Ce n'est pas sécurisé car tout circule en clair et en plus l'authentification est désactivée (l'option -a)
Mais en limitant à ton poste (*only_from       = 127.0.0.1*) c'est déjà moins grave. Cela dit, toute personne travaillant sur ton poste devrait pouvoir accéder à SWAT, du coup.
Il faut aussi (pour bien faire et au cas où), bloquer en entrée le port 901 sur le pare-feu, si ce n'est déjà fait.


----------



## rizoto (3 Mai 2006)

Bon en Fait SWAT, c'est nul. c'est beaucoup plus simpe de configurer son smb.conf à la main. Au moins on est sur de ce que l'on fait.

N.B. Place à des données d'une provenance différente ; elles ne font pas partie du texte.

PR #6514, opened 2026-02-11
Refactor(eos_cli_config_gen): Deprecate old model access_lists

### LINKED ISSUE #6326: Refactor(eos_cli_config_gen): Deprecate old model `access_lists`
`ip_access_lists` is the proper model to use going forward.

Shivani-gslab:
## Related Issue(s)

Fixes #6326 

## Component(s) name

## Proposed changes
Deprecated the data-model and moved the tests

## How to test
eos_cli_config_gen_deprecated_vars molecule scenario

### User Checklist

- N/A

### Repository Checklist


Vibhu-gslab (approved):
Wait for 6.0 to open.

MaheshGSLAB (approved):

gmuloc (commented):
@Shivani-gslab thanks for this - we will need to put this PR on hold until we are able to render both old and new model still in AVD 6.x train.
This imply a change to pyavd-utils and metaschema to add an option under deprecation to say "allow_with_new_key" or whatever we call it in order to make it non breaking.

As it is now this could break deployments where users are using both `access_lists` and `ip_access_lists` in parallel

python-avd/pyavd/_eos_cli_config_gen/j2templates/eos/access-lists.j2
```diff
@@ -4,16 +4,18 @@
  that can be found in the LICENSE file.
 #}
 {# eos - access lists #}
-{% for access_list in access_lists | arista.avd.natural_sort(sort_key='name', ignore_case=false) %}
+{% if access_lists is arista.avd.defined and ip_access_lists is not arista.avd.defined %}
```
gmuloc: this will need to go for it to be non breaking once we have implemented the required changes

ClausHolbechArista: we do not need to enforce this in the templates. The schema tooling would already handle the logic about only one of them being there.

Shivani-gslab:
Dependent on PR https://github.com/aristanetworks/avd/pull/6596

python-avd/pyavd/_eos_cli_config_gen/j2templates/eos/access-lists.j2
Shivani-gslab: Updtaed

Shivani-gslab:
Since the PR #6596 got merged, I have updated this PR with `allow_with_new_key`

python-avd/pyavd/_eos_cli_config_gen/j2templates/eos/access-lists.j2
```diff
@@ -4,16 +4,18 @@
  that can be found in the LICENSE file.
 #}
 {# eos - access lists #}
-{% for access_list in access_lists | arista.avd.natural_sort(sort_key='name', ignore_case=false) %}
+{% if access_lists is arista.avd.defined %}
```
gmuloc: I don't think you need to add the if statement right?

gmuloc (changes requested):

python-avd/pyavd/_eos_cli_config_gen/j2templates/eos/access-lists.j2
alexeygorbunov: +1

python-avd/pyavd/_eos_cli_config_gen/j2templates/eos/access-lists.j2
alexeygorbunov, line 1: General comment:

Right now both `access_lists` and `ip_access_lists` can be used in parallel and although documentation states that `Both data models can coexists without conflicts, as different keys are used: access_lists vs ip_access_lists. Access list names must be unique.` - there is nothing that enforces the ACL names to be unique in the union of ACLs from both data models.

We are OK with this (and possible rendering of 2 ACLs with the same name but different content, produced by these 2 data models)?

note_to_self: everything is OK once https://github.com/aristanetworks/avd/pull/6514#discussion_r2953285010 is resolved

gmuloc: we are ok with this as this is the current state of affairs

gmuloc (approved):

PR #6542, opened 2026-02-13
Doc(cv_deploy): Updating role diagram

JulioPDX:
## Change Summary

Updating diagrams for rol cv_deploy. Aligns with the latest update to our role diagrams. Only exception is the CV logo, it looks great and cant find a suitable replacement.

## Component(s) name

Docs

## How to test

Serve locally or view the generated docs.

### Repository Checklist


docs/_media/cv_deploy_dark.svg
alexeygorbunov, line 1: Few notes:
1. `cv_deploy`'s static manifests feature allows to reference arbitrary text-based files (not .cfg files generated by eos_cli_config_gen) and set their content as CVStatic Studio configlets. Old and proposed diagram has `EOS CLI Configuration` (referencing .cfg files) input but this term is used by other plugins' diagrams and i believe is understood as files generated by AVD (eos_cli_config_gen role).
Should we have another input feed for cv_deploy for arbitrary text-based EOS CLI config files that are consumed by static manifest logic?

alexeygorbunov: 2. While most of the `cv_deploy` logic uses gRPC for interacting with CV, we do require REST calls to succeed first to fetch some CV metadata. Wondering if we should have REST & gRPC shown on the diagram

alexeygorbunov: 3. In most implementation right now - CV is not directly hitting EOS device's eAPI (the way you would make an eAPI call to EOS device).. It does rely on eAPI but via TA tunnel.
I'm just wondering if having eAPI between CV and EOS fabric would make a wrong impression that `cv_deploy` forces CV to use plain eAPI for interacting with remote devices..

JulioPDX: 1. Could we have files without extensions since that is in-memory vs literally loading the .cfg file to CV?
2. Yeah I like this, `REST & gRPC` it is

gmuloc: For 1. let's not put both on the same diagram (regular mode and manifest mode) as this would confuse the picture for users. We could add a diagram for the manifest mode later on but let's not make this blocking for 6.0.

gmuloc: For 3., given that eAPI is still correct let's not supercharge the diagram.

carl-baillargeon (approved):

docs/_media/cv_deploy_dark.svg
alexeygorbunov: Sounds good!

alexeygorbunov, line 1: Last thing - `REST & gRPC` line should probably be bidirectional as we push and pull at the same time

alexeygorbunov (approved):
LGTM!

PR #6550, opened 2026-02-16
Fix(eos_cli_config_gen): Correct schema and template for sflow.interface.egress

Shivani-gslab:
Cherry-pick of PR #6487

### DIFF
--- a/python-avd/pyavd/_eos_cli_config_gen/schema/schema_fragments/sflow.schema.yml
+++ b/python-avd/pyavd/_eos_cli_config_gen/schema/schema_fragments/sflow.schema.yml
@@ -114,7 +114,6 @@ keys:
                 type: bool
                 description: |
                   Enable egress sFlow by default.
-                required: true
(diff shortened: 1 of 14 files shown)


gmuloc (approved):

python-avd/pyavd/_eos_cli_config_gen/schema/schema_fragments/sflow.schema.yml
```diff
@@ -114,6 +114,7 @@ keys:
                 type: bool
                 description: |
                   Enable egress sFlow by default.
+                required: true
```
ClausHolbechArista: let's not modify the schema here. It is enough to fix the template.

ClausHolbechArista:
```suggestion
```

ClausHolbechArista (approved):

PR #6561, opened 2026-02-17
Test: Sort the hosts by name in all molecule

### LINKED ISSUE #6303: Sort the hosts by name in eos_designs_unit_tests molecule
not for this PR but lets make a short PR where we sort the hosts by name in there for us to keep sane

_Originally posted by @gmuloc in https://github.com/aristanetworks/avd/pull/6258#discussion_r2655370158_

MaheshGSLAB:
## Change Summary

Sort out the host name for all molecule

## Related Issue(s)

Fixes #6303 

## Component(s) name

`arista.avd.<role-name>`

## Proposed changes
Sort out the host name for all molecule

## How to test
CI should be green
### User Checklist

- N/A

### Repository Checklist


ansible_collections/arista/avd/extensions/molecule/eos_designs_unit_tests/inventory/hosts.yml
```diff
@@ -5,103 +5,101 @@ all:
...
-            exclude-as-extra-fabric-validation-target:
             validation-profiles:
+            varpv6:
+            vrfs-rt-import-and-export:
+            vrfs_rd_rt_override:
         DEVICES_TESTS:
           hosts:
+            devices-l2leaf1:
             devices-leaf1a:
             devices-leaf1b:
```
MaheshGSLAB:
```suggestion
            devices-leaf1b:
            # The next two devices are configured with
            # use_cv_topology: true in host_vars
```

ansible_collections/arista/avd/extensions/molecule/ansible_only/inventory/hosts.yml
```diff
@@ -3,9 +3,9 @@ all:
   children:
     ANSIBLE_ONLY:
       hosts:
-        string_set_as_play_var:
-        RD-RT-ADMIN-SUBFIELD-L3LEAF:
         node-type-l3-interfaces-portchannels-custom-template:
+        RD-RT-ADMIN-SUBFIELD-L3LEAF:
```
ClausHolbechArista, line 7: could we change this to lower case in a PR merging before this one?

ansible_collections/arista/avd/extensions/molecule/ansible_only/inventory/hosts.yml
```diff
@@ -3,9 +3,9 @@ all:
...
+        string_set_as_play_var:
```
ClausHolbechArista, line 8: also changing this to dashes instead of underscores.

ansible_collections/arista/avd/extensions/molecule/eos_designs-twodc-5stage-clos/inventory/hosts.yml
```diff
@@ -34,18 +34,6 @@ all:
                       ansible_port: 8006
                 DC1_POD1_LEAFS:
```
ClausHolbechArista, line 35: I don't think there is a big value in changing the order outside the unit tests (including negative). In the others they are usually kept in an order of "importance" or similar.

MaheshGSLAB: revert the changes for eos_designs-twodc-5stage-clos molecule

ansible_collections/arista/avd/extensions/molecule/ansible_only/inventory/hosts.yml
MaheshGSLAB: handling in PR https://github.com/aristanetworks/avd/pull/6566

ansible_collections/arista/avd/extensions/molecule/ansible_only/inventory/hosts.yml
MaheshGSLAB: Raised a issue https://github.com/aristanetworks/avd/issues/6568 to handle in different PR

ClausHolbechArista:
@MaheshGSLAB you could also replace all this with a single pytest using our molecule decorators, where it will be passed every device from all inventories and then you can just assert on the name

MaheshGSLAB:
> @MaheshGSLAB you could also replace all this with a single pytest using our molecule decorators, where it will be passed every device from all inventories and then you can just assert on the name

As discussed will keep sort the host name in pre-commit and validating hostname will move to pytest

Vibhu-gslab (approved):

gmuloc (dismissed):

development/sort_hosts_yml.py
```diff
@@ -0,0 +1,213 @@
+#!/usr/bin/env python3
+
+# Copyright (c) 2025-2026 Arista Networks, Inc.
```
gmuloc:
```suggestion
# Copyright (c) 2026 Arista Networks, Inc.
```

development/sort_hosts_yml.py
```diff
@@ -0,0 +1,213 @@
...
+    return int(text) if text.isdigit() else text.lower()
+
+
+def _alphanum_key(item: dict[str, str], sort_key: str) -> list[int | str]:
+    """Generate natural sort key for a dictionary item."""
+    val = item.get(sort_key, "")
+    return [_convert(part) for part in SPLIT_PATTERN.split(str(val))]
+
+
+def natural_sort(iterable: list[dict[str, str]], sort_key: str) -> list[dict[str, str]]:
```
gmuloc: any reason not to use pyavd here?

MaheshGSLAB: since pre-commit hook runs in isolated environment hence we will see import error for pyavd. It can work if we add `additional_dependencies: [pyavd]`. So to avoids adding pyavd as a dependency to the pre-commit hook config did not used it.

MaheshGSLAB: added the natural sort from pyavd with override the global path.

development/sort_hosts_yml.py
```diff
@@ -0,0 +1,200 @@
...
+                hosts_block.append({"name": host_name, "lines": host_lines})
+            else:
+                # End of hosts section
+                break
+
+        return hosts_block, self.index
+
+    def _is_comment_or_blank(self, line: str) -> bool:
+        """Check if line is a comment or blank at host indent level."""
+        return line.strip() == "" or (line.strip().startswith("#") and line.startswith(self.host_indent))
```
Shivani-gslab: this does not work if the comment is not indented to the host indent level 
for example -

```
       # shivani
            address-locking-4:
            address-locking:
            address-locking-2:
            address-locking-3:
```

We can may be relax it, to handle edge cases -

```
def _is_comment_or_blank(self, line: str) -> bool:
        """Check if line is a comment or blank at host indent level."""
        stripped_line = line.strip()
        return not stripped_line or stripped_line.startswith("#")
```

Shivani-gslab (changes requested):

development/sort_hosts_yml.py
```diff
@@ -0,0 +1,200 @@
...
+    lines = content.splitlines(keepends=True)
+    result: list[str] = []
+    i = 0
+
+    while i < len(lines):
+        line = lines[i]
+        result.append(line)
+
+        # Check for "hosts:" line
+        if hosts_match := re.match(r"^(\s*)hosts:\s*(?:#.*)?$", line):
```
Shivani-gslab: currently we are sorting hosts only, we could also consider sorting group names under `children:` block for better readability.
@ClausHolbechArista @gmuloc should we do that?

development/sort_hosts_yml.py
Shivani-gslab:
```suggestion
        stripped_line = line.strip()
        return not stripped_line or stripped_line.startswith("#")
```

development/sort_hosts_yml.py
gmuloc: let's do it :)

MaheshGSLAB: updated

development/sort_hosts_yml.py
MaheshGSLAB: The case when comment indentation is not correct, we are removing the comment. Like if there is comment above host and indentation is at their parent group level then in that case comment will remove after the pre-commit.

Shivani-gslab: Example test (the comment's  indentation is less than the `hosts` key indentation) -
In this case it is removing the comment, it works till `hosts` indentation .
```
CLEAN_UNIT_TESTS: # Single Devices testing one specific case and only using hostvars
          hosts:
       # comment
            aaa-settings-3:
            aaa-settings-2:
            aaa-settings-1:
```

gmuloc: @Shivani-gslab this kind of comment is not really as per YAML specification so let's not focus on it too much. Let's see if we hit something annoying later

Shivani-gslab (approved):
LGTM

gmuloc (approved):

PR #6573, opened 2026-02-19
Fix(eos_designs): Avoid returning PosixPath type to Ansible 

### LINKED ISSUE #6522: Bug(cv_deploy): Error with posix path when using `cv_register_detailed_results: true`
### Issue Summary

Likely caused by Ansible 2.19+ being more strict about the return values.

Comment faire pour désactiver l'accès à swat par localhost ?
Comment fait on pour re sécuriser le tout?


----------



## bompi (4 Mai 2006)

Supprimer le fichier créé dans xinetd.d/swat devrait suffire (ça, c'est pour Panther).
Ou, pour Tiger, désactiver avec 'launchctl' le service swat puis supprimer (ou mettre de côté) le fichier '/System/Library/LaunchDaemons/swat.plist'.


----------



## rizoto (4 Mai 2006)

merci pour ta réponse rapide, je suis sous tiger

coçmment désactiver les service swat avec launchctl ?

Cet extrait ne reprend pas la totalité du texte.